Midori |
02/24/2024 |
幼少期の頃から暇があれば旅行に出掛ける環境にあった私ですが、いくら旅を重ねても免れられない困難に立ち合う事があります。旅行といえばトラブルがつきもの。その場その場でトラブルを解決できるかが旅を楽しむには必要だと今回も改めて思い知らされました。
2022年の年末にコロナ禍明け、3年ぶりに海外旅行でベトナムへ行きました。色々なコロナ関連のルールが緩和されたとはいえ、2回しかワクチンを打っていない場合、日本帰国時にコロナの陰性証明書の取得が必要でした。ベトナム行きにした理由は、陰性証明書の発行を航空会社がサポートしてくれるキャンペーンの記事を見て決めたハズでしたが、そのキャンペーンは既に終わっていたことにホーチミンに着いてから気づき、大慌てで帰国72時間前に滞在していたフーコック島の病院でコロナ検査をし、陰性証明書を抱えながら日本に帰国したのは昨年の話。その1年も経たないうちに、次の旅先でニュージーランドを初めて訪れることに決め、東京出発の直航便でなく、関西空港発香港経由でオークランドへ行くことに。母と二人分の航空券を押さえたのは出発3ヶ月前、珍しく日数に余裕を持っていたせいか有意義に構えていました。情報収集は最新の「地球の歩き方」、雑誌等で旅先のローカル情報を収集、細かい予定を立てないまま、慌ただしい日々を過ごしながら出発予定の12月を迎えました。

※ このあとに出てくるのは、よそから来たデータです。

PR #888, opened 2021-08-13
Deposit is unfunded, no need to panic

nkuba:
Liquidation recovery is invoked when a keep is terminated. It gets Bitcoin funding details from a tBTC Deposit associated with the keep and assembles a Bitcoin recovery transaction. 

If keep termination happens before the deposit got funded (signer setup failure notification) there are no funds to recover.
In such a case, the client panicked and died on the utxo outpoint details parsing.

In this PR we fix the problem described above by checking if the deposit is funded. If not we abort the liquidation recovery process so it doesn't end up in a retry loop (dde85f63ce1d92fe8851d1a87bb93c7eef41154e).

We also introduced a check to utxo outpoint length just in case, so the client don't panic but returns an error (6a97d7627a0e70a81cd02c2adca3adb17224ae51).

There are also some fixes and improvements to the code and unit tests.

Depends on https://github.com/keep-network/keep-ecdsa/pull/887


pkg/chain/celo/tbtc.go
```diff
@@ -452,7 +452,24 @@ func (ta *tbtcApplication) FundingInfo(
...
 	}
 
-	transactionHash, outputIndex := chain.ParseUtxoOutpoint(fundingInfo.UtxoOutpoint)
+	logger.Debugf(
+		"deposit [%s] funding info: %+v",
+		depositAddress,
+		fundingInfo,
+	)
+
+	if fundingInfo.FundedAt == nil || fundingInfo.FundedAt.Cmp(big.NewInt(0)) <= 0 {
```
beaushinkle, line 461: when would `FundedAt` be negative?

pkg/chain/local/tbtc.go
```diff
@@ -180,20 +180,11 @@ func (tlc *TBTCLocalChain) CreateDeposit(
...
 	tlc.deposits[depositAddress] = &localDeposit{
 		keepAddress: keepAddress.Hex(),
 		state:       chain.AwaitingSignerSetup,
-		utxoValue:   big.NewInt(int64(chain.UtxoValueBytesToUint32(utxoValueBytes))),
 		fundingInfo: &chain.FundingInfo{
-			UtxoValueBytes:  utxoValueBytes,
-			FundedAt:        fundedAt,
-			TransactionHash: previousTransactionHashHex,
-			OutputIndex:     previousTransactionIndex,
+			FundedAt: big.NewInt(0),
```
beaushinkle, line 187: ahh, i see - `FundedAt` is probably not going to be <= 0 in normal cases, but it can definitely be set like that in tests/mocks

beaushinkle:
Did a line-by-line. Lookin' good to me!

pkg/chain/celo/tbtc.go
nkuba: > when would FundedAt be <= 0?

We assume a deposit is funded when `FundedAt > 0`. Here we need to check the opposite, so I used `<= 0` just in case we get a negative value from the chain.

> edit: also, does fundingInfo.FundedAt <= big.NewInt(0) work here?

Nope, we need to use `Cmp` function to compare `big.Int`s.

pkg/chain/local/tbtc.go
nkuba: Yes, we expect the lowest to be `0` but you never know...

nkuba:
@beaushinkle #887 was merged already so this PR is ready for review/merge.

beaushinkle (approved):

PR #892, opened 2021-08-24
Bitcoin config cleanup

nkuba:
In b0e7a25 we decided to move the bitcoin specific config to `bitcoin.Config, but looks like we didn't remove the old code. Here we clean it up.

We also resolve the default Bitcoin endpoint to use based on the `BitcoinChainName` property. For `testnet3` we use Blockstream's  testnet endpoint, and in other cases we use Blockstream's mainnet endpoint.


beaushinkle:
> but looks like we didn't remove the old code

whoops!

beaushinkle (approved):

PR #893, opened 2021-08-24
Configure workflow for docs publication

nkuba:
We want to publish documentation in the similiar manner we do for
keep-core and tbtc projects.


.github/workflows/docs.yml
```diff
@@ -0,0 +1,107 @@
...
+  push:
+    branches:
+      - main
+    paths:
+      - "docs/**"
+  pull_request:
+  workflow_dispatch:
+
+jobs:
+  docs-detect-changes:
```
lukasz-zimnoch, line 13: Maybe just `detect-changes`? We are already in the `Docs` workflow. This is also consistent with names we have in other repos.

.github/workflows/docs.yml
```diff
@@ -0,0 +1,107 @@
...
+        if: github.event_name == 'pull_request'
+        id: filter
+        with:
+          filters: |
+            path-filter:
+              - './docs/**'
+
+  # TODO: Add generation of Solidity documentation
+
+  docs-html:
```
lukasz-zimnoch, line 30: Maybe `generate-and-publish-html`?

.github/workflows/docs.yml
```diff
@@ -0,0 +1,107 @@
...
+        name: Upload asciidocs preview
+        uses: thesis/gcp-storage-bucket-action@v3.1.0
+        with:
+          service-key: ${{ secrets.DOCS_KEEP_NETWORK_UPLOADER_SERVICE_KEY_JSON }}
+          project: cfc-production
+          bucket-name: docs.keep.network
+          bucket-path: ecdsa/${{ github.head_ref }}
+          build-folder: ${{ steps.html.outputs.asciidoctor-artifacts }}/docs
+
+  docs-pdf:
```
lukasz-zimnoch, line 69: Maybe `generate-and-publish-pdf`?

.github/workflows/docs.yml
```diff
@@ -0,0 +1,107 @@
...
+            path-filter:
+              - './docs/**'
+
+  # TODO: Add generation of Solidity documentation
+
+  docs-html:
+    runs-on: ubuntu-latest
+    needs: [docs-detect-changes]
+    if: | # `always()` returns true, even if job should be cancelled
+      always()
```
lukasz-zimnoch, line 34: What's the exact purpose of `always()` here?

.github/workflows/docs.yml
nkuba: I agree it seems redundant to prefix the job name, but we do it to be able to distinguish them in GitHub. There are places where only the job name is used without the workflow context which may cause confusion on duplicates (e.g. in branch protection rules).
We do the same for `client-*` and `contracts-*` jobs in other workflows.

.github/workflows/docs.yml
nkuba: It was copied from `keep-core`. We use it in `keep-core` to continue docs publication no matter of the result of previous step `docs-solidity`. We don't do solidity docs generation here yet so I removed this `always()`. 92f224b

.github/workflows/docs.yml
nkuba: 64bde9a

.github/workflows/docs.yml
nkuba: 64bde9a

PR #905, opened 2021-09-01
Balance monitoring retries

nkuba:
We want to use a retry mechanism for single executions of the balance check.
The retries will be performed during the period of retry timeout, logging a warning on each error. When the timeout is hit an error will be logged and retries stopped. The next balance check will be triggered at the next tick.

Depends on https://github.com/keep-network/keep-common/pull/82


pdyraga (commented):
I am good to go but please update `keep-common` dependency first to point to `main` and not a feature branch given that https://github.com/keep-network/keep-common/pull/82 has been merged.

Are there plans to port this behavior to keep-core as well?

nkuba:
> I am good to go but please update `keep-common` dependency first to point to `main` and not a feature branch given that [keep-network/keep-common#82](https://github.com/keep-network/keep-common/pull/82) has been merged.

✅ 4139244

> Are there plans to port this behavior to keep-core as well?

✅ https://github.com/keep-network/keep-core/pull/2592

pdyraga (approved):

PR #906, opened 2021-09-02
Adding new LP Rewards contract for Saddle TBTCv2 pool

dimpar:
New Saddle LP Token along with a new Saddle TBTCv2 pool is already on mainnet. We want to support rewards for the new Saddle pool and this contract inherits from the previous LP Saddle Rewards and from LPRewards contract.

コロナも気にすることなく人に会う機会も多くなり、暴飲暴食が続いたせいか、食中毒なのか、原因不明の腹痛に見舞われ、旅行出発5日前に人生初の入院を経験する羽目に。「もし緊急手術になった場合、残念ながらクリスマス休暇はありませんよ。」という医師を尻目に緊急手術が避けられ、痛みも緩和した事から翌日逃げるように退院し、少しずつ回復していきました。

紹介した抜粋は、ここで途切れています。